But I think you said some interesting things about the CoP that I want to address, because I find them irreconcilable.
I think this is the price we pay for living in the real world. No matter how clever we think we are, all of our mathematical and statistical models are very quickly exposed as being just that -- models (in the sense of a model airplane, say) of something that can't really be captured in such a simple fashion. The great Scottish philosopher David Hume staked his reputation on his classic work, A Treatise on Human Nature, in three volumes. The thrust of volume 1, proved in a couple hundred pages of close argument, was that there is no such thing as causality. Volume three, on ethics, begins, no theory of ethics is possible without causality, so forget everything I said in volume 1.

So it is with statistics. We pretend that something exists (a true mean or a true ordinal ranking), even though we know it doesn't, because otherwise we couldn't carry on these discussions.
I took your quote above to mean that it is impossible to sample a population for a true score that doesn't exist. I'm unclear however, if we both agree that we can indeed "treat the judges' panel as a sample of this population" under the ordinal system.
No, I don't think so.

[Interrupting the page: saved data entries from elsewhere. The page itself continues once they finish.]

PR #44398, opened 2025-02-21
StandardStackTracePrinter prints root first if configured otherwise

typat:
Makes the StandardStackTracePrinter root option respect the `logging.structured.json.stacktrace.root` property value

I'm assuming based on the documentation that `last` should be the default value, which this respects

```
 Use `last` to print the root item last (same as Java) or `first` to print the root item first.
```


mhalbritter:
Thanks @typat !

PR #44413, opened 2025-02-23
Samples for metadata annotation processers have invalid fold attribute

ngocnhan-tran1996:
When I expand snippet code

image

Reference:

I think that the same arguments against the reliability of CoP-type scores weigh also against ordinal placements.
In the ordinal system, if a different sample of 9 judges out of a population of 1000 was taken multiple times, the system could produce samples with consistent results, i.e. ranking of skaters (but NOT assigning individual scores as in CoP).
I think that such a sampling distribution would have variations like any other sampling distribution. True, two different panels could give the same rankings, while it would be virtually impossible to achieve a perfect match of CoP scores. But I do not see any reason to think that there would be less variation in one system compared to the other in the final outcomes of the contest if we looked at all 2.7 * 10^21 possible ways of choosing a 9 judge panel out of our 1000 candidates.
It is only true that a random draw is insignificant when we are talking about the ordinal system.
This is really the only point that I am fairly confident about. Any statistic whatever, be it mean, median, ordinal ranking or whatever, will have the same sampling distribution no matter how convoluted the process is of selecting the sample, so long as each prospective judge has an equal chance of being included in the final group of nine.

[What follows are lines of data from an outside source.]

PR #44465, opened 2025-02-27
Add support for auto-configuring SimpleMessageListenerContainer

vpavic:
This commit introduces a new `spring.jms.listener.container-type` configuration property which can be used to auto-configure JMS listener support backend by `SimpleMessageListenerContainer` instead of `DefaultMessageListenerContainer`.

### DIFF
--- a/spring-boot-project/spring-boot-autoconfigure/src/main/java/org/springframework/boot/autoconfigure/jms/DefaultJmsListenerContainerFactoryConfigurer.java
+++ b/spring-boot-project/spring-boot-autoconfigure/src/main/java/org/springframework/boot/autoconfigure/jms/DefaultJmsListenerContainerFactoryConfigurer.java
@@ -20,18 +20,14 @@ import java.time.Duration;
 
 import io.micrometer.observation.ObservationRegistry;
 import jakarta.jms.ConnectionFactory;
-import jakarta.jms.ExceptionListener;
 
 import org.springframework.boot.autoconfigure.jms.JmsProperties.Listener.Session;
 import org.springframework.boot.context.properties.PropertyMapper;
 import org.springframework.jms.config.DefaultJmsListenerContainerFactory;
-import org.springframework.jms.support.converter.MessageConverter;
-import org.springframework.jms.support.destination.DestinationResolver;
 import org.springframework.transaction.jta.JtaTransactionManager;
-import org.springframework.util.Assert;
 
 /**
- * Configure {@link DefaultJmsListenerContainerFactory} with sensible defaults.
+ * Configures {@link DefaultJmsListenerContainerFactory} with sensible defaults.
  *
  * @author Stephane Nicoll
  * @author Eddú Meléndez
@@ -39,46 +35,10 @@ import org.springframework.util.Assert;
  * @author Lasse Wulff
  * @since 1.3.3
  */
-public final class DefaultJmsListenerContainerFactoryConfigurer {
-
-	private DestinationResolver destinationResolver;
-
-	private MessageConverter messageConverter;
-
-	private ExceptionListener exceptionListener;
+public final class DefaultJmsListenerContainerFactoryConfigurer
+		extends AbstractJmsListenerContainerFactoryConfigurer<DefaultJmsListenerContainerFactory> {
 
 	private JtaTransactionManager transactionManager;
-
-	private JmsProperties jmsProperties;
-
-	private ObservationRegistry observationRegistry;
-
-	/**
-	 * Set the {@link DestinationResolver} to use or {@code null} if no destination
-	 * resolver should be associated with the factory by default.
-	 * @param destinationResolver the {@link DestinationResolver}
-	 */
-	void setDestinationResolver(DestinationResolver destinationResolver) {
-		this.destinationResolver = destinationResolver;
-	}
-
-	/**
-	 * Set the {@link MessageConverter} to use or {@code null} if the out-of-the-box
-	 * converter should be used.
-	 * @param messageConverter the {@link MessageConverter}
-	 */
-	void setMessageConverter(MessageConverter messageConverter) {
-		this.messageConverter = messageConverter;
-	}
-
-	/**
-	 * Set the {@link ExceptionListener} to use or {@code null} if no exception listener
-	 * should be associated by default.
-	 * @param exceptionListener the {@link ExceptionListener}
-	 */
-	void setExceptionListener(ExceptionListener exceptionListener) {
-		this.exceptionListener = exceptionListener;
-	}
 
 	/**
 	 * Set the {@link JtaTransactionManager} to use or {@code null} if the JTA support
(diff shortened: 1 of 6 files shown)


vpavic:
Semantics of `SimpleJmsListenerContainer` are quite different from polling-based approach that `DefaultMessageListenerContainer` are a better fit for some use cases. Your comment sounds like use of `SimpleJmsListenerContainer` is discouraged and I don't see that being the case looking at [_Message Listener Containers_ section](https://docs.spring.io/spring-framework/reference/integration/jms/using.html#jms-mdp) of the Spring Framework reference docs that says this about `SimpleJmsListenerContainer`:

> This message listener container is the simpler of the two standard flavors. It creates a fixed number of JMS sessions and consumers at startup, registers the listener by using the standard JMS MessageConsumer.setMessageListener() method, and leaves it up the JMS provider to perform listener callbacks. This variant does not allow for dynamic adaption to runtime demands or for participation in externally managed transactions. Compatibility-wise, it stays very close to the spirit of the standalone JMS specification, but is generally not compatible with Jakarta EE’s JMS restrictions.

My specific use case is that I'm using SQS and [Amazon SQS Java Messaging Library](https://github.com/awslabs/amazon-sqs-java-messaging-lib) provided by AWS. This JMS implementation doesn't support transactions, but provides custom acknowledge mode that better fits SQS, and internally has its own prefetching/polling mechanism that aligns usage of SQS API with JMS spec. From my experience `SimpleJmsListenerContainer` is a better fit here since I don't want another layer of polling (and associated set of threads) and dynamic concurrency.

I'd like to avoid copying boilerplate configuration from project to project and use configuration property based approach to opt into using `SimpleJmsListenerContainer` while also retaining the ability to configure other message listener aspects using properties.

spring-boot-project/spring-boot-autoconfigure/src/main/java/org/springframework/boot/autoconfigure/jms/DefaultJmsListenerContainerFactoryConfigurer.java
```diff
@@ -89,50 +49,26 @@ void setTransactionManager(JtaTransactionManager transactionManager) {
...
 	/**
 	 * Set the {@link ObservationRegistry} to use.
 	 * @param observationRegistry the {@link ObservationRegistry}
 	 * @since 3.2.1
 	 */
+	@Override
 	public void setObservationRegistry(ObservationRegistry observationRegistry) {
-		this.observationRegistry = observationRegistry;
+		super.setObservationRegistry(observationRegistry);
 	}
```
vpavic, line 60: This override is here to preserve backwards compatibility (see #44466), as `AbstractJmsListenerContainerFactoryConfigurer` introduced in this PR reduces visibility to package private.

snicoll:
> Your comment sounds like use of SimpleMessageListenerContainer is discouraged 

No, it doesn't sound like that. If it was, the class would be deprecated. I wrote "invest", which means we haven't been touching the simple implementation and recommend folks to use the pooling approach. I think we can move forward but I would make the following changes to make the PR actionable:

* Remove the property that switches from one to another. If you want to use the simple implementation, then it's fair to ask folks to create a default. In particular, I don't like the update to configuration properties where half of the properties are now working with one, but not the other
* Update the documentation to explain the difference between the two implementations and why the Simple implementation would be a good fit. I don't want to offer a new option without a justification. Right now, the change is bringing more confusion to regular users.

We can reconsider based on the above, thanks!

snicoll:
Closing due to the lack of feedback.

vpavic:
Sorry for the late follow-up, I've been struggling to find time for open-source activities in the recent weeks.

In my previous comment I've already linked to [_Message Listener Containers_ section](https://docs.spring.io/spring-framework/reference/integration/jms/using.html#jms-mdp) of the Spring Framework reference docs that describes both message listener container implementations quite well, and coupled with documentation present in javadoc of both [`SimpleMessageListenerContainer`](https://docs.spring.io/spring-framework/docs/current/javadoc-api/org/springframework/jms/listener/SimpleMessageListenerContainer.html) and [`DefaultMessageListenerContainer`](https://docs.spring.io/spring-framework/docs/current/javadoc-api/org/springframework/jms/listener/DefaultMessageListenerContainer.html) it provides substantial information for developers to decide which message listener container implementation fits their needs the best.

From there, it's clear that the two have quite different semantics - push-based in `SimpleMessageListenerContainer` vs pull-based in `DefaultMessageListenerContainer`. Additionally the docs say that `SimpleMessageListenerContainer` _stays very close to the spirit of the standalone JMS specification_ and javadoc that _Its main advantage is its low level of complexity and the minimum requirements on the JMS provider_. Depending on JMS provider and workload, these characteristics are actually often preferable (I already described specifics of my setup in previous comment).

My point is, from Spring Framework perspective both message listener container implementations are equally represented in the documentation that very clearly describes pros and cons of each. On the other hand, Spring Boot's auto-configuration just sets up `DefaultMessageListenerContainer` and does not mention the other option in any way. This to me leaves the impression of `SimpleMessageListenerContainer` being discouraged, a feeling that was reinforced by @snicoll mentioning in two separate comments that have choice will cause confusion - I can't see that being the case given how well both message listener container implementations are documented and how long they've actually existed. And having in mind the differences between the two, I don't think Spring Boot should support just one option.

To address the specific requests:

> Update the documentation to explain the difference between the two implementations and why the Simple implementation would be a good fit.

I'm not sure what exactly you had in mind, but I've already mentioned the wealth of  documentation on Framework side - shouldn't Spring Boot's reference documentation somewhere just link to that? I can try to add a sentence or two that do that.

> Remove the property that switches from one to another.

Without that property, what's the benefit? I'm currently doing this in my project:

```java
@Bean
SimpleJmsListenerContainerFactory jmsListenerContainerFactory(ConnectionFactory connectionFactory,
        BeanFactoryDestinationResolver destinationResolver) {
    SimpleJmsListenerContainerFactory factory = new SimpleJmsListenerContainerFactory();
    factory.setConnectionFactory(connectionFactory);
    factory.setDestinationResolver(destinationResolver);
    factory.setSessionAcknowledgeMode(SQSSession.UNORDERED_ACKNOWLEDGE);
    return factory;
}
```

Since this is a very frequent piece of boilerplate configuration that I would need to copy from project to project I was hoping to reduce that to:

```properties
spring.jms.listener.container-type=simple
spring.jms.listener.session.acknowledge-mode=100
```

Seems like a reasonable expectation to me. If I would need to declare `SimpleJmsListenerContainerFactory` bean to have the ability to customize it using properties that doesn't sound too attractive. Also, properties of similar nature exist elsewhere in auto-configuration, for example `spring.rabbitmq.listener.type` (very similar concern) and `spring.session.redis.repository-type` come to mind.

> I don't like the update to configuration properties where half of the properties are now working with one, but not the other

This I agree isn't ideal but isn't too bad IMO, as this pattern exists in some other auto-configurations and such properties already contain _Applies only to container type `default`_ in their description.

Could you please reconsider this PR based on the feedback provided here? I see that it was labeled `for: team-meeting` before being closed and I'm really curious to hear your take on this @philwebb.

snicoll:
> This to me leaves the impression of SimpleMessageListenerContainer being discouraged, a feeling that was reinforced by @snicoll mentioning in two separate comments that have choice will cause confusion

That's an interpretation on your end I am afraid. The choice will cause confusion. Just because you're versed in the topic doesn't mean that the average user is. And, from experience, I've seen quite a bit of people not knowing what to chose. Not providing auto-configuration for the Simple implementation is not oversight but a conscious decision.

> I'm not sure what exactly you had in mind, but I've already mentioned the wealth of documentation on Framework side 

This is a technical doc and one should put the pieces together to form an opinion. What you wrote in your comment would be a very good start in our reference doc, I think.

> Without that property, what's the benefit?

Two things. One, we don't want to confuse users with the option. By your own admission, you use case is quite specific and you'd like better support for it. That's fine, it doesn't mean though that it should lead to more configuration properties. Second, this PR shows that a number of properties are not applicable to the simple implementation. This is problematic and, for a non-mainstream use case, doesn't warrant the switch.

The benefit is that you can inject the builder and easily configure the connection factory you want.

> Could you please reconsider this PR based on the feedback provided here? I see that it was labeled for: team-meeting before being closed and I'm really curious to hear your take on this @philwebb.

I wish you gave me more credit. Phil was wondering about the differences between the two and we obviously discussed this before I closed it.

snicoll:
> I cannot agree on the confusion part you keep insisting on.

That is fine. I've witnessed the confusion time and time again but you don't have to trust me, I guess.

> What about Spring Boot offering spring.rabbitmq.listener.type, spring.session.redis.repository-type

I don't see the argument of providing some "type" property that we already provide. None of those match the conversation that we're having here.

All in all, I think this conversation has reached its course. If you want to amend your PR as I've suggested above, then please do so and I'll be happy to review it. Perhaps some more refinement will occur based on the code. And it is a first good step in what you're trying to achieve and that doesn't prevent us to keep refining it based on the community's feedback.

vpavic:
I've finally circled back to this and pushed the changes to align with expectations from https://github.com/spring-projects/spring-boot/pull/44465#issuecomment-2716988657.

The diff can be seen here:
- https://github.com/spring-projects/spring-boot/compare/main...vpavic:spring-boot:simple-jms-listener-container

snicoll:
Awesome @vpavic, thank you! If we can reopen this then let's do that. Or please create a separate PR.

vpavic:
I can't reopen it because I don't have the permission to do so. The changes are in the same branch that was used when PR was initially created, so if you reopen it I'm pretty sure everything will be available here. If that doesn't happen ping me here and I can open a separate PR.

snicoll:
I can't reopen the pull request either. We'll have to go with another one then :-/

vpavic:
Here it is:

- https://github.com/spring-projects/spring-boot/pull/47716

Imagine the most extreme case of random draw. At 0.010 seconds before the program begins, the panel of 1000 is randomly cut down to 999. A thousandth of a second later, it is cut down to 998....Finally only nine are left. The scores of these nine count and all the other 991 sit at the table, having been made fools of by Speedy, pretending to mark. No matter what statistic you extract from the final sample, the probability distribution of that statistic will be exactly the same as if you had, say, rolled dice for it three months earlier. In either case, every possible 9-judge combination out of the original 1000 will have an equally likely possibility to be the final voting panel (namely, 1 chance in 2.7*10^23, LOL).

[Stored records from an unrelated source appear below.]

Issue #44419, opened 2025-02-24
Some JdbcTemplate configuration properties are missing


quaff:
Currently, there are three configuration properties under `spring.jdbc.template`:
- `fetch-size`
- `max-rows`
- `query-timeout`

there are more configuration properties not covered by `JdbcProperties`:
- `ignore-warnings`
- `skip-results-processing`
- `skip-undeclared-results`
- `results-map-case-insensitive`

Before starting to work on this, I would ask the team is it worthy to autoconfigure them by `JdbcProperties` or provide an `JdbcTemplateCustomizer` or both?

philwebb:
I personally lean towards adding the properties but not the customizer since replacing the `JdbcTemplate` bean entirely isn't that onerous. Flagging to see what others in the team think.

philwebb:
I wonder if an enum set might also work well for the `results` options? E.g. `spring.jdbc.template.results=skip-processing,skip-undeclared,case-insensitive-map`

quaff:
> I wonder if an enum set might also work well for the `results` options? E.g. `spring.jdbc.template.results=skip-processing,skip-undeclared,case-insensitive-map`

Is `callable-results` a better name? and defaults to `null` or add another option such as `default` or `case-sensitive-map`?

wilkinsona:
Just properties sounds good to me.

> and defaults to `null` or add another option such as `default` or `case-sensitive-map`

Along these lines, I'm not sure about a single property as it creates a problem with switching things off. For example, if someone's set `spring.jdbc.template.results=skip-undeclared` how do we go back to the defaults? A `default` value in the enum would help with that, but then what does a value of `default, skip-undeclared` mean?

I think three separate properties, each defaulting to `false`, might be better unfortunately.

quaff:
Superseded by GH-44470

PR #44470, opened 2025-02-28
Add configuration properties for JdbcTemplate's ignoreWarnings, skipResultsProcess, skipUndeclaredResults, and resultsMapCaseInsensitive

quaff:
- ignore-warnings
- skip-results-processing
- skip-undeclared-results
- results-map-case-insensitive

Fix GH-44419


wilkinsona:
Flagging for team attention to make sure everyone else is happy with the separate property approach.

snicoll:
Read https://github.com/spring-projects/spring-boot/issues/44419#issuecomment-2688767488 and I agree (unfortunately) that three properties are better.

snicoll:
@quaff since you're a prolific contributor, can you please review [the polish commit](https://github.com/spring-projects/spring-boot/commit/0e09a2d25f8ff21a6314a83bd7e0df9e5185b2a6). We use standard patterns for configuration properties, when in doubt please look other classes.

quaff:
I'm confused about the order of fields, it's lexicographic ordered, but not exactly.

snicoll:
It matches the order in `JdbcTemplate`.

PR #637, opened 2020-10-29
Switch to runPluginVerifier Gradle task native to gradle-intellij-plugin v0.6+

PawelLipski:


mkondratek (approved):
+1 
image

It is not that the effect of having the random draw in two stages is "insignificant," rather that it is impossible for it to have any effect at all.
For a discussion of the ordinal system (as for the CoP), we have to assume that all judges in the panel are marking each skater the same, regardless of nationality and using the same standards and criteria. With these standards in place, we have to assume that the results of a judging panel with a 5-4 or 6-3 split are indicative of bloc judging,
I think that each judge should be judging fairly from one skater to another, but the judges need not agree among themselves. Therefore a 5-4 or 6-3 split may indicate nothing more than a difference of opinion.
For the ordinal system only, the placements of the 9 judges ARE representative of the larger population and how the population would have judged the same event.
I do not see how this can possibly be asserted? For any statistic whatever which admits of variation within a population, there is always an associated sampling error, by which we understand the difference between the population statistic and the sample statistic. The expected value of the sampling error (the "standard error") is typically easy to quantify for most commonly arising statistics (sigma/sqrt(n) for the mean, sigma*sqrt(pi/2n) for the median, etc., etc.) Non-parametric statistics such as ordinal rankings are certainly not immune to this phenomenon.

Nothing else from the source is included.